# welche Raupe bohrt sich da durch meinen Rosentrieb ?



## 69pflanzenfreund69 (24. Mai 2009)

Hi,

hab mich gestern gewundert das an einem rosentrieb einige fraslöcher waren, wie beim holzwurm ... und dann hab ich den schlingel entdeckt 


 

hab ja schon einiges an ungeziefer gesehen aber so was ncoh nicht - habt ihr sowas schon mal gehabt und wisst ihr worum es sich handelt ? ... unten links könnt ihr z.b. so ein loch sehen.


----------



## Christine (24. Mai 2009)

*AW: welche Raupe bohrt sich da durch meinen Rosentrieb ?*

Hallo Ralf,

schau mal unter Rosentriebbohrer nach.


----------



## 69pflanzenfreund69 (24. Mai 2009)

*AW: welche Raupe bohrt sich da durch meinen Rosentrieb ?*

Danke, du hast leider recht :evil

nun hab ich eben gelesen das es ab und aufsteigende gibt, ich denke mal ich hab den schlimmen aufsteigenden.

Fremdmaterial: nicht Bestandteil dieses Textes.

PR #374, opened 2023-01-22
Add `Matrix.from_edgelist` and `matrix.to_edgelist`

### LINKED ISSUE #372: Creating Matrix from an edgelist?
Do you think it's useful to have a method for creating a matrix via an edge list? This is the rough API:

```python
from graphblas import Matrix


edge_list = [(0,1), (0,2), (0,3)]
A = Matrix.from_edge_list(edge_list, edge_value=2, nrows=4, ncols=4, name='test')
# these would be all the possible kwargs
# edge_value - default is 1
# nrows/ncols - default would be imputed from the list
```

To give context why this might be useful, I'm writing a small tutorial and it seems that having an edge-list based matrix creation might be more intuitive (to avoid introducing coo/csr/dcsr/etc notations, which are not IMO beginner-friendly).

eriknw:
Closes #372.


SultanOrazbayev (commented):
LGTM!

I didn't think about returning the values (and using numpy arrays), but this implementation is much better.

eriknw:
Thanks for the quick  review @SultanOrazbayev!

I just added a little more functionality: `from_edgelist` can now also accept triples of `(row, colulmn, value)`. So, both of these are valid:
```python
Matrix.from_edgelist([[1, 2], [3, 4], [5, 6]], [10, 20, 30])
Matrix.from_edgelist([[1, 2, 10], [3, 4, 20], [5, 6, 30]])
```
What do you think? Is the function still clear enough?

SultanOrazbayev:
> I just added a little more functionality: `from_edgelist` can now also accept triples of `(row, colulmn, value)`. So, both of these are valid:
> 
> ```python
> Matrix.from_edgelist([[1, 2], [3, 4], [5, 6]], [10, 20, 30])
> Matrix.from_edgelist([[1, 2, 10], [3, 4, 20], [5, 6, 30]])
> ```
> 
> What do you think? Is the function still clear enough?

Yes, this looks great!

eriknw:
This may quickly become my favorite way to create matrices :)

`edgelist` is _probably_ the right term. It's very graph-centric, though, so is there a better name for these functions? Is there a more linear algebra-centric term?

Notably, there isn't a method to create a Vector from `(index, value)` pairs. If we were to add this, would we call it `Vector.from_edgelist`? What the heck is an edge for a vector?

SultanOrazbayev:
> This may quickly become my favorite way to create matrices :)
> 
> `edgelist` is _probably_ the right term. It's very graph-centric, though, so is there a better name for these functions? Is there a more linear algebra-centric term?
> 
> Notably, there isn't a method to create a Vector from `(index, value)` pairs. If we were to add this, would we call it `Vector.from_edgelist`? What the heck is an edge for a vector?

I think having `.from_edgelist` for a vector is ok. To motivate this, imagine that the vector is a 'slice' from the adjacency vector, so the corresponding values are the edges (it's just that we don't need to specify the constant node that corresponds to the slice). This might not make much sense in other vector use cases (outside of graphs), but AFAIU in `graphblas` that's the main usage of vectors (i.e. it's basically a matrix, where one dimension is removed as it's associated with a constant node).

SultanOrazbayev:
>  Is there a more linear algebra-centric term?

Perhaps`.from_elements` or `.from_matrix_elements`?

eriknw:
`Vector.from_pairs` added for consideration.

jim22k:
From the meeting discussion today, we agreed:

- Matrix.from_edgelist will accept:
   - Python pairs of edges (start, end), followed by a values list/scalar
   - Python triples (start, end, value)
   - Numpy array of edges (start, end as nx2 column array), followed by a values array/list/scalar
- Vector.from_pairs will accept:
   - Python pairs of (index, value)
- Matrix.to_edgelist will produce:
   - numpy array of edges (nx2 column array), followed by a values array/scalar

The edge arrays must be int/uint dtype.

eriknw:
Done.

PR #379, opened 2023-02-02
`.wait` return `self` so it can be used with method-chaining

eriknw:
I've wanted method chaining like this for `wait` a few times in the past few months.


eriknw:
This raises the question whether we should do the same for `build`, `clear`, and/or `resize`.

eriknw:
Nevermind, expressions shouldn't (and don't) have `build/clear/resize`, so these shouldn't return `self`.  `expr.wait()` doesn't actually modify the object, so having `val = expr.wait()` can be a nice shorthand for `val = expr.new().wait()`.

PR #381, opened 2023-02-03
Improve construction when inferring sub-array dtype (a.k.a. array subdtype)

eriknw:
This gives us an easy, consistent way to infer sub-array dtypes upon when constructing objects. Also, this handles more cases (I apparently missed some!). See tests for examples.


graphblas/core/matrix.py
```diff
@@ -1436,12 +1430,14 @@ def from_dicts(
...
         iter_values = itertools.chain.from_iterable(v.values() for v in dicts)
         if dtype is None:
-            values = np.array(list(iter_values))
-            dtype = lookup_dtype(values.dtype)
+            values, dtype = values_to_numpy_buffer(list(iter_values), subarray_after=1)
         else:
             # If we know the dtype, then using `np.fromiter` is much faster
             dtype = lookup_dtype(dtype)
-            values = np.fromiter(iter_values, dtype.np_type)
+            if dtype.np_type.subdtype is not None and np.__version__[:5] in {"1.21.", "1.22."}:
```
eriknw, line 1437: I think this is the first time we actually use the version of a dependency. This way is pretty low-tech, and hopefully fine. If we need to do more version-dependent behavior, we'll probably want to use a helper utility such as `packaging.version.parse`.

Also, CI testing of dependency versions FTW!

We can drop 1.21 in June, and 1.22 next January.

eriknw:
I need this for another PR, merging.

PR #382, opened 2023-02-04
Add `from_dense` and `to_dense` methods

### LINKED ISSUE #378: Add easier way to create dense vectors and matrices
It may be nice to have constructors to create `Vector` or `Matrix` from "dense" a.k.a "full" data. It should be able to handle numpy arrays, list of lists, and scalars. I think scalars are important to create iso-valued objects.

Creating full objects from numpy arrays is more difficult than it ought to be in GraphBLAS. For example, see `Matrix._from_dense`.

Relatedly, we could add a method to create a diagonal matrix from an array or scalar (for example, to create an identity matrix).

These are all possible to do today, such as:
```python
A = Matrix(a.dtype, nrows=a.shape[0], ncols=a.shape[1])
A[:, :] = a

# vs

A = Matrix.from_foo(a)
```
and
```python
A = Matrix(nrows=nrows, ncols=ncols)
A << scalar

# vs

A = Matrix.from_foo(scalar, nrows=nrows, ncols=ncols)
```
and
```python
v = Vector(a.dtype, size=a.size)
v[:] = a
A = v.diag()

# vs

A = Vector.from_foo(a).diag()

# vs

A = Vector.from_coo(np.arange(n), a, size=n).diag()

# vs

A = Matrix.from_coo(np.arange(n), np.arange(n), a, nrows=n, ncols=n)

# vs

A = Matrix.from_bar(a)
```
(Note that there are suitesparse-specific constructors such as `Matrix.ss.import_fullr`)

Possible signatures:
```python
def from_foo(values, dtype=None, *, nrows=None, ncols=None, name=None):
    ...  # create full matrix from array, list of lists, or scalar
    # what about rowwise or columnwise? Should we add `order="rowwise"` keyword?

def from_bar(values, dtype=None, *, k=0, nrows=None, ncols=None, name=None):
    ... # create matrix with data on the kth diagonal from array, list, or scalar (or Vector?)
```
Also related is `gb.io.from_numpy`, whose behavior we could reconsider.

eriknw:
Closes #378.

@jim22k, I think we discussed to/from dense _years_ ago, and I think we punted on methods like in this PR b/c it's surprisingly awkward to do in GraphBLAS. This PR shows that, indeed, this is difficult to do well, so I think they're good methods to add.

I also added `sort=True` to e.g. `to_csr`, because the C spec says column indices within a row may be unsorted, but sometimes we want them to be sorted. `to_coo` already has `sort=True`, so adding sorting more places seems natural.

Currently, `from_dense` is also used to create a fully dense Vector/Matrix from a scalar, which requires the shape to be provided. I think I like this better than a separate method such as `Matrix.from_scalar(1, nrows=3, ncols=4)`.

This also improves some handling of sub-array dtypes.

I still need to add documentation. I think the APIs and behaviors need the most careful review.


graphblas/core/matrix.py
```diff
@@ -1335,30 +1336,131 @@ def from_dcsc(
...
+        to_dicts
+        to_edgelist
+        from_dense
+        io.to_numpy
+
+        Returns
+        -------
+        np.ndarray
+        """
+        max_nvals = self._nrows * self._ncols
```
SultanOrazbayev, line 1434: Not sure if this is feasible or not, but we could add a check for very large matrix dimensions: if the dimensions of the matrix are such that their dense representation would exceed the available memory, then it might be worth warning the user and raising an error.

I remember `dask.array` had a similar warning when computing large arrays.

SultanOrazbayev: Actually it turns out it was from `numpy` rather than `dask`: https://github.com/numpy/numpy/blob/8ace612c3b1bbf0bd23f10556492908afdc97207/numpy/core/_exceptions.py#L117

scripts/check_versions.sh
```diff
@@ -3,7 +3,7 @@
 # Use, adjust, copy/paste, etc. as necessary to answer your questions.
 # This may be helpful when updating dependency versions in CI.
 # Tip: add `--json` for more information.
-conda search 'numpy[channel=conda-forge]>=1.24.1'
+conda search 'numpy[channel=conda-forge]>=1.24.2'
```
SultanOrazbayev, line 6: Interesting, didn't know about this syntax for channel. I used `-c` syntax before: `conda search -c conda-forge "numpy>=1"`.

graphblas/core/matrix.py
eriknw: Very good point. I added a warning in the docstring of `to_dense`, and I changed the implementation so it will quickly raise `OutOfMemory` when using SuiteSparse:GraphBLAS. Is this enough?

How would we choose the threshold for when to raise a warning for large output arrays? Do we just choose a number such as N GB, or base it on total memory or available memory?

graphblas/core/vector.py
```diff
@@ -795,6 +795,118 @@ def from_pairs(cls, pairs, dtype=None, *, size=None, dup_op=None, name=None):
             )
         return cls.from_coo(indices, values, dtype, size=size, dup_op=dup_op, name=name)
 
+    @classmethod
+    def from_dense(cls, values, dtype=None, *, size=None, name=None):
```
eriknw, line 799: `missing_value=None` to indicate which value to drop.

graphblas/core/vector.py
```diff
@@ -795,6 +795,118 @@ def from_pairs(cls, pairs, dtype=None, *, size=None, dup_op=None, name=None):
...
+            # TODO: GraphBLAS needs a better way to import or assign dense
+            rv = cls.from_coo(
+                np.arange(values.shape[0], dtype=np.uint64),
+                values,
+                dtype,
+                size=values.shape[0],
+                name=name,
+            )
+        if size is not None and size != rv._size:
+            rv.resize(size)
```
eriknw, line 853: raise instead; mention `.resize`.

graphblas/core/vector.py
jim22k: This will allow us to replace `io.from_numpy` with this implementation.

eriknw:
`missing_value=` is a nice addition to `from_dense`. However, `missing_value=` doesn't make any sense for building a dense object from a scalar, so I feel like this is now squeezing too much functionality into `from_dense`.

Compare:
```python
def from_dense(cls, value, missing_value=None, dtype=None, *, nrows=None, ncols=None, name=None):
    # handle scalars and arrays
```
vs
```python
    def from_dense_scalar(cls, value, nrows, ncols, dtype=None, *, name=None):
    def from_dense_array(cls, values, missing_value=None, dtype=None, *, name=None):
```
I prefer two methods. But, what should we name them?

eriknw:
> I prefer two methods. But, what should we name them?

Perhaps:
- `from_dense` for arrays
- Add `fill_value=None` to the main constructor to fill with a scalar
  - e.g., `Vector(size=5, fill_value=10)`

graphblas/core/vector.py
eriknw: N/A since we now have a new method for dense from scalars.

graphblas/core/vector.py
eriknw: Using `select.valuene` after importing from dense seems to work well.

scripts/check_versions.sh
eriknw: Yeah, using `-c conda-forge` _adds_ the conda-forge channel to search in, but will still search in default channels. The syntax above only searches in the specified channel.

Scroll to the bottom here: https://docs.conda.io/projects/conda/en/latest/commands/search.html

eriknw:
Splitting `from_dense` into two functions (one for "dense from scalar") simplified the implementation, so +1 from me.

I still need to update documentation. Do we like `from_iso_value`?

graphblas/core/matrix.py
SultanOrazbayev: If I understand correctly, warning in the doc string is sufficient, because numpy will raise its own MemoryError if there is not enough available memory.

eriknw:
Updated and ready for review.

eriknw:
We discussed this in our meeting today, and we settled on `from_scalar` instead of `from_iso_value`. We should also add a couple more notes such as this being cheap / low storage in SuiteSparse:GraphBLAS, and maybe show an alternative example for how to create a new matrix with a scalar value and a mask.

We could consider adding a `mask=` keyword to `from_scalar`, but this implies a shape, which makes things a little awkward.

eriknw:
`from_iso_value` is renamed to `from_scalar`, and I made a note about SuiteSparse:GraphBLAS being efficient.

@jim22k, what note about masks did you want to add?

I think this PR is ready to merge, but I'll wait for an approval (for a couple days).

jim22k:
The note could say that if you want to create an iso-valued Matrix or Vector with the same structure as an existing object, use `obj.apply(binary.second, right=scalar)`.

jim22k (approved):

eriknw:
Thanks @jim22k and @SultanOrazbayev for your input on this PR! Even though I'm getting credit for commits, I know y'all deserve credit for helping too, because your engagement does make things better ❤️ 

This is going in! 🚀

PR #385, opened 2023-02-12
Test new wheels for `python-suitesparse-graphblas` on all OSes

eriknw:
Testing wheels from https://github.com/GraphBLAS/python-suitesparse-graphblas/pull/66


eriknw:
Converted to draft b/c we're waiting on `python-suitesparse-graphblas` to be released to main PyPI. We'll need to update from where to install wheels in github actions.

PR #391, opened 2023-02-18
Read Matrix Market with `fast_matrix_market`

### LINKED ISSUE #384: Option to read MatrixMarket with `fast_matrix_market`
See: https://github.com/alugowski/fast_matrix_market

We already have `mmread` and `mmwrite` that use `scipy.io`, but `fast_matrix_market` ought to be faster (and better?). Let's make `fast_matrix_market` an optional dependency (it has Python wheels and is on conda-forge) and figure out the best way to use it. It has docs/example of creating GraphBLAS in C++ ([see here](https://github.com/alugowski/fast_matrix_market/blob/main/README.GraphBLAS.md)), but I think we should be able to get by with the Python bindings.

One option for our API is to add `engine="auto"` keyword to these functions and try to use the fastest installed library by default.

Thanks @alugowski for creating `fast_matrix_market` and for bringing it to my attention.

eriknw:
Closes #384.

This uses `fast_matrix_market` (which looks [pretty fast](https://github.com/alugowski/fast_matrix_market)) by default if available, but will fall back to `scipy` if necessary. `scipy` is still necessary to be installed even if using "fast_matrix_market" engine.

There were three small issues I encountered that I plan to raise upstream, but I was able to work around them.

TODO:
- [x] add Matrix Market section in our IO docs and mention `fast-matrix-market` to get better performance: https://python-graphblas.readthedocs.io/en/latest/user_guide/io.html
- [x] also update docs for conversions to/from NumPy to use [`from_dense/to_dense`](https://github.com/python-graphblas/python-graphblas/pull/382)


eriknw:
CC , @alugowski `fast-matrix-market` works pretty well as a near-drop-in replacement for `scipy.io.mmread`, and I'm really happy to improve the user experience around MM files--thanks! I had to work around a few _tiny_ differences, which wasn't that difficult, so these aren't that important:
- https://github.com/alugowski/fast_matrix_market/issues/9
- https://github.com/alugowski/fast_matrix_market/issues/10
- https://github.com/alugowski/fast_matrix_market/issues/11

@alugowski, when writing Matrix Market files, do you recommend passing scipy CSR or CSC matrices instead of COO? I'm curious whether `fmm` or SuiteSparse:GraphBLAS would handle this faster.

graphblas/io.py
```diff
@@ -550,29 +550,43 @@ def to_pydata_sparse(A, format="coo"):
     if format not in {"coo", "dok", "gcxs"}:
         raise ValueError(f"Invalid format: {format}")
 
-    if format == "gcxs":
-        B = to_scipy_sparse(A, format="csr")
+    if _output_type(A) is _Vector:
+        indices, values = A.to_coo(sort=False)
+        s = COO(indices, values, shape=A.shape)
```
eriknw, line 555: btw @SultanOrazbayev I just special-cased `Vector` in `to_pydata_sparse`, b/c previously it was creating a `(1, n)`-shaped sparse array from a Vector instead of a `(n,)`-shaped array.

SultanOrazbayev: Oops, sorry about that!

graphblas/io.py
```diff
@@ -590,7 +604,21 @@ def mmread(source, *, dup_op=None, name=None):
         from scipy.sparse import isspmatrix_coo
     except ImportError:  # pragma: no cover (import)
```
SultanOrazbayev, line 605: This is a minor point (and not sure if this is in line with 'best practices'), but perhaps this import check for `scipy.sparse` can be made conditional on `engine='scipy'`? (and same for fast matrix market)

graphblas/io.py
```diff
@@ -624,8 +666,30 @@ def mmwrite(target, matrix, *, comment="", field=None, precision=None, symmetry=
...
         raise ImportError("scipy is required to write Matrix Market files") from None
+    engine = engine.lower()
+    if engine in {"auto", "fmm", "fast_matrix_market"}:
+        try:
+            from fast_matrix_market import mmwrite  # noqa: F811
+        except ImportError:  # pragma: no cover (import)
+            if engine != "auto":
+                raise ImportError(
+                    "fast_matrix_market is required to write Matrix Market files "
+                    f'using the "{engine}" engine'
```
SultanOrazbayev, line 677: Not sure to what extent DRY principle is useful here, but perhaps there is scope for generalising this check for suitable import as some utility function (as a separate PR).

SultanOrazbayev (approved):
Looks great, @eriknw !

graphblas/io.py
eriknw: Ah, I know why I did it this way--`scipy` is needed _regardless_ of backend. I added a code comment saying as much.

But, yes, I 100% agree that we should only import libraries if they are needed.

graphblas/io.py
eriknw: I'm open to such a PR :)

You may notice that my style sometimes doesn't adhere to DRY for small, straightforward (to me) things, but I suspect there are cases where things could be improved.

SultanOrazbayev (approved):

eriknw:
Thanks for reviewing @SultanOrazbayev!

I just finished the final TODO for this PR--I added documentation to `io.rst`.

PR #392, opened 2023-02-20
Use `np.random.default_rng` instead of legacy functions

eriknw:
I don't think Numba supports these yet in compiled functions, since numba uses its own RNG.


eriknw:
Not much of substance here, just cleaning some things up. Merging.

somit ist wohl nur ein möglichst schnelles abschneiden des triebes notwendig


----------



## Sigridkira (24. Mai 2009)

*AW: welche Raupe bohrt sich da durch meinen Rosentrieb ?*

Hallo Ralf,
ich hatte auch schon solche, allerdings nicht auf frischer Tat ertappt. Soviel ich weiß gibt es da 2 verschiedene Arten. Einer bohrt sich nach oben in den Trieb, es gibt aber welche die gehen nach unten, was noch schlimmer ist. In beiden Fällen den Trieb abschneiden, und entsorgen. Wenn das Loch nach unten geht, so tief wie möglich abschneiden. Ich habs nur durch abschneiden, ohne Spritzmittel wieder in den Griff bekommen. 
LG Sigrid


----------